Fanning optimism about oil demand outlook in Europe, Germanys industrial output expanded at a better rate than expected in January from a month earlier, registering the fifth straight monthly expansion, while Decembers reading was revised up to show a growth of 1% compared to the initial estimate of 0.1%.

Industrial output in Spain also expanded in January, by an annualized 0.4%, compared to a 0.9% contraction in December.

Due at 10:00 GMT on Friday are fourth-quarter Eurozone GDP growth figures, expected to show a 0.9% annualized pace of expansion.

The European Central Bank kept yesterday its benchmark interest rate unchanged at 0.05%, as expected, and raised its euro-area growth forecast for 2015 to 1.5% from 1% previously. The quantitative easing program, which it announced in January, will start next week.

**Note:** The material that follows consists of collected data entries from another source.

PR #887, opened 2016-06-16
Add timeout to health_check

dulldave:
The `DefaultClient` in net/http doesn't specify a timeout and is 0 by default. Which means if a server is causing a connection to hang the request will hang.

This is to add a way to specify a "timeout" on health_check, as well as set a sensible 60 second default.

Example:

```
localhost {
    proxy / localhost:8080 {
        health_check /health interval=10s timeout=15s
    }
}
```

Looking forward to everyones thoughts. 😄

### DIFF
--- a/caddyhttp/proxy/upstream.go
+++ b/caddyhttp/proxy/upstream.go
@@ -31,6 +31,7 @@ type staticUpstream struct {
 	MaxFails    int32
 	MaxConns    int64
 	HealthCheck struct {
+		Client   http.Client
 		Path     string
 		Interval time.Duration
 		Timeout  time.Duration
@@ -100,6 +101,9 @@ func NewStaticUpstreams(c caddyfile.Dispenser) ([]Upstream, error) {
 		}
 
 		if upstream.HealthCheck.Path != "" {
+			upstream.HealthCheck.Client = http.Client{
+				Timeout: upstream.HealthCheck.Timeout,
+			}
 			go upstream.HealthCheckWorker(nil)
 		}
 		upstreams = append(upstreams, upstream)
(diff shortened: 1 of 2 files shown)


caddyhttp/proxy/upstream.go
```diff
@@ -287,9 +304,12 @@ func parseBlock(c *caddyfile.Dispenser, u *staticUpstream) error {
 }
 
 func (u *staticUpstream) healthCheck() {
+	client := http.Client{
+		Timeout: u.HealthCheck.Timeout,
+	}
```
mholt: It'd be nice if we re-used this client for all health checks, I think the Go docs say something about reusing clients being a good thing.

mholt:
Hey thanks for the PR!

I like the idea of being able to customize the health check timeout; however, using the `key=value` notation on a single line isn't the Caddy way; instead:

```
health_check_timeout 15s
health_check_interval 10s
```

will be more consistent with all other directives (even though `health_check_*` is kind of long).

weingart:
As an FYI, I think that the context package will enable this to be handled in a different manner in the near future...

dulldave:
Thanks for the comments guys!

So I've updated the code now to reflect the suggestions from @mholt:
* Client is now called once.
* Updated from the `key=value` notation to doing it the caddy way using more consistent directives. 

Example:
```
localhost {
    proxy / localhost:8080 {
        health_check /health
        health_check_interval 50s
        health_check_timeout 30s
    }
}
```

mholt:
This is much better. Thanks @dulldave!

@weingart Isn't that only useful when initiating timeout between handlers? Here we're proxying a request upstream to a different process.

weingart:
No, I think it will make sense even for proxying requests.  IE: the context will likely contain a timeout/deadline value, which can then be passed on and cancelled on during the backside request when it times out.

mholt:
I need to start reading up on Context...

PR #1693, opened 2017-05-27
Register authz plugin.

hsluoyz:


mholt:
Hey Yang, thanks so much for opening this pull request! Always glad to see people writing tools that integrate with Caddy.

I agree with Peer: the pull request itself looks good, but the plugin will need more documentation on its readme or something. It's not clear how a Caddy user would go about using this.

hsluoyz:
Hi @mholt ,

I have added the documentation section in [README](https://github.com/casbin/caddy-authz#documentation). In fact the authorization plugin [caddy-authz](https://github.com/casbin/caddy-authz) is a wrapper for the more general authorization library [Casbin](https://github.com/casbin/casbin). So I also add a pointer to Casbin's documentation in the plugin's documentation.

mholt:
I did see the existing README, but that's Go code, it doesn't actually explain how to use the Caddy plugin with Caddy.

mholt:
@hsluoyz I am ready to merge this as soon as the plugin docs are more geared towards Caddy users. :+1:

hsluoyz:
Hi @mholt , thanks for the concern. I have improved the docs here: https://github.com/casbin/caddy-authz :)

mholt:
Great, thanks. The Caddyfile example is much better than what was missing before. :)

mholt:
@hsluoyz You may now deploy your plugin!

hsluoyz:
Hi @mholt , please point me to how to deploy a plugin?

francislavoie:
@hsluoyz https://github.com/mholt/caddy/wiki/Publishing-a-Plugin-to-the-Download-Page

hsluoyz:
I think I have already deployed it by registering it at ``Developer Portal account``?

mholt:
@hsluoyz Oh, yes, sorry -- it's already on the Download page, so I must have missed that it was already up.

tobya:
I know I'm a bit late to the party here, but I'm thinking about naming. We now have quite a few 3rd party Authenticator plugins which is awesome but the names all end up being very general. 

 - reauth 
 - basicauth
 - login 
 - authz 

Now might be the time to start asking for better names. 

In this instance I would like to ask @hsluoyz to perhaps rename his plugin & directive to one of the following or something similar 

 - authcasbin
 - auth_casbin
 - casbin

If everyone else thinks I am nitpicking that's fine but I think this is a problem easier to solve early

hsluoyz:
AFAIK, reauth, basicauth, login are all authentication plugins (aka authn). Only Casbin is the authorization (aka authz). So I think there's no much overlapping between Casbin and other plugins.

I think we should first separate the plugins into two categories: authn and authz, and rename them. Then discuss about the renaming inside one category.

Of course, if there are multiple authz plugins, I'm OK to rename Casbin into other names, like authz_casbin.

mholt:
Good discussion here. Renaming plugins is very tricky and I strongly discourage it. I think we're okay so far. I'm trying to avoid having the plugins become a "marketplace", but rather keep them consolidated so there is one plugin that does a certain thing, not several.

ECB President Mario Draghi said the stimulus measure will inject at least €1.1 trillion into the Eurozone economy by purchasing €60bn of assets per month through September 2016 and projected economic growth will slowly edge up to 2.1% by 2017.

Pivot points

According to Binary Tribune’s daily analysis, West Texas Intermediate April futures’ central pivot point is at $51.26. In case the contract breaches the first resistance level at $51.90, it may rise to $53.05. Should the second key resistance be broken, the US benchmark may attempt to advance $53.69.

If the contract manages to breach the first key support at $50.11, it might come to test $49.47. With this second support broken, movement to the downside could continue to $48.32.

Meanwhile, April Brent’s central pivot point is projected at $60.71. The contract will see its first resistance level at $61.34. If breached, it may rise and test $62.20. In case the second key resistance is broken, the European crude benchmark may attempt to advance $61.34.

If Brent manages to penetrate the S1 level at $59.85, it could continue down to test $59.22. With the second support broken, downside movement may extend to $58.36 per barrel.